Assignments should be solved in groups of two students. Only one report needs to be delivered by each group. It is ok to work alone, although we do not recommend to do so (high work load). To make this point clear, work together with your group partner, and not with others.
It is allowed to exchange information with neighboring groups like ‘take a look in Oppenheim/Schafer, Chapter 5’, or ‘we found something at Problem Class II’. It is not allowed to hand your solution to neighboring groups.
How to deliver your homework?
- Deliver your homework online at TeachCenter.
- For each homework you can find 200 prepared groups (max. number of members is 2) in the TeachCenter. Please, join a group for each homework (either alone or with a group-partner). If there is a need, you can change the group-partner between different homework assignments. However, it is not possible to change the group-partners within one homework assignment.
- Using LaTeX you may get additional 2 points per assignment. A template is available here. These additional points are considered ONLY if you have collected at least 50 points without them.
- Circumventing LaTeX is ok as long as we can read your handwriting; unreadability will cost several points.
- Hand in Analytic solutions as a single .pdf document
- Hand in numeric solutionsas a single .pdf document plus the source code (either Python script (.py) or Jupyther script (.ipynb)). We strongly recommend to use Jupyther. It allows you to write your report along with your source code and thus, you save a lot of time.
- Deliver each individual problem at teachcenter separately, e.g. hand in problems 1.1, 1.2 and 1.3 separately. This is required to ensure a fast grading.
- For delivering your homework too late, you will lose 5 points/day.
- In case not every problem assignment is delivered the missing ones are graded with zero points.
- General guidelines (though written for Matlab they are valid for any kind of software).
- What should be in your simulation protocol (numeric solutions)? Read this. (though written for Matlab, it is valid for Python as well)
Exploit the forum at TeachCenter to exchange further information with us and your colleagues. Important: The news group ``signalverarbeitung’’ is not maintained anymore by the study and lecturers, only the forum at TeachCenter is maintained. However, you still can use the news group for exchange information.
Time and place of the Q&A sessions (NOT for discussion of the grading!) will be announced in the forum!
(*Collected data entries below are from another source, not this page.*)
PR #388, opened 2023-07-12
PIA- 4345 add entry point for jpeg images

zladzeyka:


CaptureSDK/GiniCaptureSDK/Sources/GiniCaptureSDK/Core/GiniConfiguration.swift
```diff
@@ -558,4 +558,17 @@ import GiniBankAPILibrary
...
+    /**
+     Enum that represents entry points for the Gini Capture SDK
+    */
+    public enum GiniEntryPoint: Int {
+        case button
+        case field
+    }
+
+    /**
+     Set the entry point for the Gini Capture SDK with a default value `GiniEntryPoint.button`
```
a-szotyori, line 571: [Suggestion]
```suggestion
     Set the entry point used for launching the Gini Capture SDK. 
     Default value is `GiniEntryPoint.button`.
```

CaptureSDK/GiniCaptureSDK/Tests/GiniCaptureSDKTests/ImageMetaInformationManagerTests.swift
```diff
@@ -62,5 +62,42 @@ final class ImageMetaInformationManagerTests: XCTestCase {
...
+        let existingUserComment = metaInformation?.getMetaInformation(forKey: kCGImagePropertyExifUserComment as String)
+        let components = existingUserComment?.components(separatedBy: ",")
+        let userCommentComponent = components?.filter({ (component) -> Bool in
+            return component.contains("EntryPoint")
+        })
+        let equasionComponents = userCommentComponent?.last?.components(separatedBy: "=")
+        let entryPoint = equasionComponents?.last
+        XCTAssert(entryPoint == value,
+                  "failed to set value for entry point correctly on meta information")
+    }
```
a-szotyori, line 101: [Request] The first two tests test that you can set and read the "make" exif property (`kCGImagePropertyTIFFMake`) with the values "field" and "button". That's not in line with the test method names and also doesn't exercise the code lines you added. So the first two tests you can delete.

The third test does use the code lines you added and I would like to ask you duplicate it for testing the button entry point, too. You could call it `testButtonEntryPointToMetaInformation`.

CaptureSDK/GiniCaptureSDK/Tests/GiniCaptureSDKTests/ImageMetaInformationManagerTests.swift
```diff
@@ -62,5 +62,42 @@ final class ImageMetaInformationManagerTests: XCTestCase {
...
```
a-szotyori, line 102: [Request] Would be great if you could add two tests (one for button and one for field entry point) with which you check that the "EntryPoint" is added to jpegs when using `imageByAddingMetadata()`. This is important I think because this is how we add "EntryPoint" to jpegs from the camera or using upload.

a-szotyori (changes requested):
Looks good overall! Just minor stuff plus test improvement ideas.

CaptureSDK/GiniCaptureSDK/Sources/GiniCaptureSDK/Core/Helpers/ImageMetaInformationManager.swift
```diff
@@ -231,16 +232,29 @@ final class ImageMetaInformationManager {
         return nil
     }
 
+    fileprivate func entryFieldString(_ entryPoint: GiniConfiguration.GiniEntryPoint) -> String {
+            var stringValue: String
```
ValentinaIancu-Gini, line 236: [suggestion]: There is any reason why we can not do it directly in GiniConfiguration something like this:
```
public enum GiniEntryPoint: String {
        case button
        case field
    }
```
instead of declaring the enum of type Int and having this extra method for getting the string value of each case.

a-szotyori: I was also thinking about this for Android. I decided to do it like Nadya and separated enum values from their exif string encoding. If we use the enum value names directly in the exif, then if we change the enum values we also directly affect the exif and this would also not be obvious in the code.

If we keep enum values and their exif string encoding separate we avoid accidentally changing what we write into the exif. This is especially important because the analytics requies specific values in the exif.

ValentinaIancu-Gini: But on iOS we can do like this: 
```
public enum GiniEntryPoint: String {
        case button = "button"
        case field = "field" 
    }
```
or we can have a computed property for the `stringValue` like this:
```
public enum GiniEntryPoint {
        case button
        case field

var stringExifValue: String {
      switch self {
            case .button:
                return "button"
            case .field:
                return "field"
            }
      } 
    }
```
Any thoughts?

zladzeyka: @a-szotyori thanks for the comment :) you were very fast.

a-szotyori: @ValentinaIancu-Gini If the string value is important for exif, then I think it should stay in the class dealing with exif. In other words the string value of the enum is a concern for exif not for the enum therefore it should be closer to exif than to the enum.

ValentinaIancu-Gini: Ok, got it.
[suggestion]: we can rewrite the method to be more clear, efficient and short :
```
	fileprivate func entryFieldString(_ entryPoint: GiniConfiguration.GiniEntryPoint) -> String {
		switch entryPoint {
		case .button:
			return "button"
		case .field:
			return "field"
		}
	}
```

a-szotyori (approved):

PR #394, opened 2023-07-28
PIA-4391_fix_delete_icon_interaction

zladzeyka:
- Fix the `delete button`  interaction by adding all cell subviews to its `contentView` on the `Review screen`
 - Fix the subviews adding to its `contentView`  for cells on the `Help menu screen`, `Gallery screen`, inside capture suggestion cell - used in `No results` for image analysis, `Help Tips screen`.


ValentinaIancu-Gini:
@zladzeyka I think we also need to add the custom views inside the contentView in `CaptureSuggestionsCollectionHeader`

ValentinaIancu-Gini:
Also, all the constraints should be added between custom views and the content view not self. We need to change this in all the cells where we modified where we are adding the custom views.

zladzeyka:
> @zladzeyka I think we also need to add the custom views inside the contentView in `CaptureSuggestionsCollectionHeader`

CaptureSuggestionsCollectionHeader : UICollectionReusableView : UIView -> It doesn't have a contentView

ValentinaIancu-Gini:
> > @zladzeyka I think we also need to add the custom views inside the contentView in `CaptureSuggestionsCollectionHeader`
> 
> CaptureSuggestionsCollectionHeader : UICollectionReusableView : UIView -> It doesn't have a contentView

Pff I was checking apple documentation for UICollectionReusableView and I've scrolled down and saw a contentview but not I saw that is from UICollectionCell and not from UICollectionReusableView...sorry for the confusion.

zladzeyka:
> Also, all the constraints should be added between custom views and the content view not self. We need to change this in all the cells where we modified how we are adding the custom views.

Good point, I've updated it.

ValentinaIancu-Gini (approved):

ValentinaIancu-Gini:
@zladzeyka I fixed all the suggestions and comments :D.

a-szotyori (approved):
Looks good to me!

PR #415, opened 2023-09-08
fix(GiniCaptureSDK): Fix retry event tracking on the Error screen

zladzeyka:
PIA-4460


a-szotyori (approved):
I also tested it and I get the retry event now from the error screen.

PR #422, opened 2023-09-27
Pia 4356 on device iban detection

zladzeyka:


zladzeyka:
Changes implemented in https://github.com/gini/gini-mobile-ios/pull/427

For each assignment you can earn up to 25 points. You get at least 0 points for each assignment.
- A.V. Oppenheim, R.W. Schafer, J.R. Buck: Discrete-Time Signal Processing. Prentice-Hall, 1999 (2nd ed.). Strongly recommended! The course is based on this book (including the notation). You can buy the english version of the book here or lend it from the library.
- Richard G. Lyons: Understanding Digital Signal Processing. Prentice-Hall, 2011 (3rd ed.). A quite pracitcal and intuitive introduction to DSP. There is an online version available on the TU Graz library’s homepage.
- Global JOS Index - An online ressourcre by Julius Orion Smith which covers a theoretical and practical signal processing topics.
Additional Literature for the Lecture
- Richard A. Roberts and Clifford T. Mullis: Digital Signal Processing. Addison-Wesley, Reading (MA), 1987.
- J.G. Proakis and D.G. Manolakis: Digital Signal Processing: Principles, Algorithms, and Applications. Prentice-Hall, 1995 (3rd ed.).
- James H. McClellan, Ronald W. Schafer and Mark A. Yoder: DSP First: A Multimedia Approach. Prentice Hall, 1998.
Numeric software Python
- We propose to use Jupyther Notebooks as environment for Python.
- Local installation: Jupyther is available as part of the open-source Anaconda environment (www.anaconda.com).
- Cloud computing: If you do not want to install a local Python environment, you can use cloud computing services. We found Google Colab (colab.research.google.com) to be quite reliable. However, this requires you to create a Google account.